It's Ricky Gervais Season Again!

[Content Note: Discussion of Ricky Gervais' various bigotries and bullying.]

Ricky Gervais has been asked to host the Golden Globes again (about which he is VERY SHOCKED of course because he is trying soooooo hard to be an asshole but omg titter they keep inviting him back ANYWAY almost as if the entertainment industry actually REWARDS people for being assholes as long as they're assholes in a very particular way by which I mean the way that upholds the kyriarchy by being a jackass bully and calling it comedy or art or both), so LUCKILY we will get another season of media about how CONTROVERSIAL Ricky Gervais is leading up to his second totally boring hosting gig during which he'll say trite offensive shit and pretend it's daring and edgy.

Rolling out the red carpet on the Gervaisathon is the New York Times with this charming profile that will totally remind you what a complete wanker Ricky Gervais is in case you'd forgotten (ha ha I know you have not forgotten! it is impossible to forget because he reminds us SO OFTEN!). The whole thing must be read so you can really appreciate the entire bouquet of the fine vintage of fuckery in which Gervais is marinating, but I'll just highlight my favorite part:
To many Americans, last year's Golden Globes appearance by Gervais defined how they know him: as a self-styled provocateur who's not afraid to shock and offend in the service of humor.
Barrrrrrrrrrrrf.

I mean, sure, he's a "provocateur" if provocateur is broadly defined enough to encompass a playground antagonist who pokes other children with a stick. If anything designed to provoke any response can make one a provocateur, then give Ricky Gervais his trophy for Provocateur of the Year or whatever.

But "provocateur" really should mean something loftier—not a person who engages in the tiresome bigotry of misogyny and ableism, of racism and xenophobia, homophobia and transphobia, who tells and defends rape jokes, just to elicit an entirely predictable (and legitimate) negative reaction from people getting poked with the stick, who are then immediately dismissed with charges of "humorlessness" or a lack of sophistication required to get the nuances of a joke to which the punchline is, at its essence, you are less than me.

A provocateur, if the word is have real meaning, is someone who challenges existent paradigms and marginalizing narratives, who presents a radical thought that makes people sit rather uncomfortably in their privilege and urges them to wander off the well-worn path of their socialization. It's someone who changes minds.
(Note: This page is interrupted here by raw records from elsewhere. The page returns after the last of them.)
PR #3138, opened 2022-01-21
Feat: extend gateway trait to set class in spec

devholic:

[`kubernetes.io/ingress.class` annotation is deprecated](https://kubernetes.io/docs/concepts/services-networking/ingress/#deprecated-annotation) in favor of `.spec.ingressClassName`. However, there is no way to set it through the gateway trait for now.

This commit extends the gateway trait by adding `classInSpec` to parameter. Forcing the use of `.spec.ingressClassName` makes sense, but some ingress controllers (including old versions) may not recognize this field. Therefore, set default value of `classInSpec` to `false` for backward compatibility.

I have:

  - https://github.com/oam-dev/kubevela.io/pull/474

```yaml
kind: Application
metadata:
  name: first-vela-app
spec:
  components:
    - name: express-server
      type: webservice
      properties:
        image: crccheck/hello-world
        port: 8000
      traits:
        - type: gateway
          properties:
            class: contour-private
            # set to `false` or remove for checking current behavior
            # or set to `true` to check ingress class is set to `.spec.ingressClassName`
            classInSpec: false
            domain: testsvc.example.com
            http:
              "/": 8000
```

None

### DIFF
--- a/charts/vela-minimal/templates/defwithtemplate/gateway.yaml
+++ b/charts/vela-minimal/templates/defwithtemplate/gateway.yaml
@@ -67,7 +67,7 @@ spec:
         	// +usage=Specify the class of ingress to use
         	class: *"nginx" | string
 
-        	// +usage=Set ingress class to '.spec.ingressClassName' instead of 'kubernetes.io/ingress.class' annotation.
+        	// +usage=Set ingress class in '.spec.ingressClassName' instead of 'kubernetes.io/ingress.class' annotation.
         	classInSpec: *false | bool
         }
   status:
--- a/charts/vela-minimal/templates/defwithtemplate/gateway.yaml
+++ b/charts/vela-minimal/templates/defwithtemplate/gateway.yaml
@@ -32,21 +32,30 @@ spec:
         	kind:       "Ingress"
         	metadata: {
         		name: context.name
-        		annotations: "kubernetes.io/ingress.class": parameter.class
+        		annotations: {
+        			if !parameter.classInSpec {
+        				"kubernetes.io/ingress.class": parameter.class
+        			}
+        		}
         	}
-        	spec: rules: [{
-        		host: parameter.domain
-        		http: paths: [
-        			for k, v in parameter.http {
-        				path:     k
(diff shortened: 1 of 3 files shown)


charts/vela-minimal/templates/defwithtemplate/gateway.yaml
```diff
@@ -57,6 +66,10 @@ spec:
 
         	// +usage=Specify the class of ingress to use
         	class: *"nginx" | string
+
+        	// +usage=Set ingress class to 'kubernetes.io/ingress.class' annotation instead of spec.
```
FogDong, line 70: Please make sure the comment is on one lone so that it can be recognized.

charts/vela-minimal/templates/defwithtemplate/gateway.yaml
```diff
@@ -57,6 +66,10 @@ spec:
...
+        	// Set to false if ingress controller supports '.spec.ingressClassName'.
+        	useClassAnnotation: *true | bool
```
FogDong, line 72: I think we can change `useClassAnnotation` to `classInSpec`, so the default value can be `false` which is more clear. WDYT?

wonderflow: classInSpec is better

devholic: I also think `classInSpec` is better. Thanks for your suggestion 🙂

wonderflow (approved):
good job， thanks

devholic:
@wonderflow Thanks for the quick review 👍 
Could you add `backport release-1.2` label to this PR? (I have no permission to do so 😢 - [reference](https://github.com/oam-dev/kubevela/pull/3135#issuecomment-1017320342))

wonderflow:
/backport 1.2


Maybe this command can also work without higher permission.

devholic:
> /backport 1.2
> 
> Maybe this command can also work without higher permission.

Thanks for letting me know. I'll try this at further PRs.

PR #3163, opened 2022-01-25
Fix: Use systemDefinitionNamespace core Helm Chart

o-otte:
Use value in Addon Registry CM and the Test Application

Some vela-core helm chart templates did not use the value `systemDefinitionNamespace`. This leads to issues when using a different namespace than vela-system. I search all charts for those hardcoded references and make them configurable via the value.

I didn't create an Issue for this yet. Should I? Seems like a really minor change.

I have:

It isn't someone who calls people "mongs" and pretends that it's brave.

The irony of calling Ricky Gervais a "provocateur" is that he routinely insists that he is not trying to elicit reactions, but just say whatever the fuck he wants to:
Gervais spoke at greatest length about his comedy, occasionally adopting the whispery, professorial tone of someone who is certain he is saying very profound things. "I know I didn't do anything wrong," he said of the Golden Globes. "If I had done something wrong, it'd have been terrible. If I have to go, 'They're right,' that's a terrible feeling." He said the only reliable metric for success was his own satisfaction with his performance. "The only thing that matters is, did it turn out like I wanted it?"

If you're chasing after positive reviews, demographic trends or a lucrative box office, Gervais said, "you've already failed." But, he added, "if your only ambition is to get something off your chest and render it exactly as you wanted it, then you're bulletproof.”
Emphasis original. That sounds less like a provocateur and more like a sociopath, whose cavernous void of empathy allows him to substitute self-indulgent id-fulfillment for complex ethics.

Gervais is the comedic equivalent of the troll who comes into a social justice space and disgorges with a whiff of Pleistocenian air the most exhausting of ancient stereotypes, only to punctuate it with: "There, I said it!" as if zie were Spartacus throwing off the shackles off political correctness, and not just another impolite asshole who doesn't even have the decency to wipe the glyptodon scat off hir shoes before taking a privilege dump in the middle of the living room carpet.

"Women are overemotional! There, I said it!" Yep, we've never heard that one before, brave little soldier.

Gervais nonetheless actually believes himself to be some sort of prophet, some kind of revolutionary whose hackneyed observations about oppressed populations is actual genius. He's not being ironic, after all. He's really just a straight-up fucko.
What emerges from moments like these is the core of Gervais's relationship with Hollywood: he has become the entertainment industry's favorite irreverent person, because he manages to be irreverent in such a deeply reverent way.
That is to say, he holds the garbage values of the entertainment industry in high esteem, and thus has he become its favorite clown.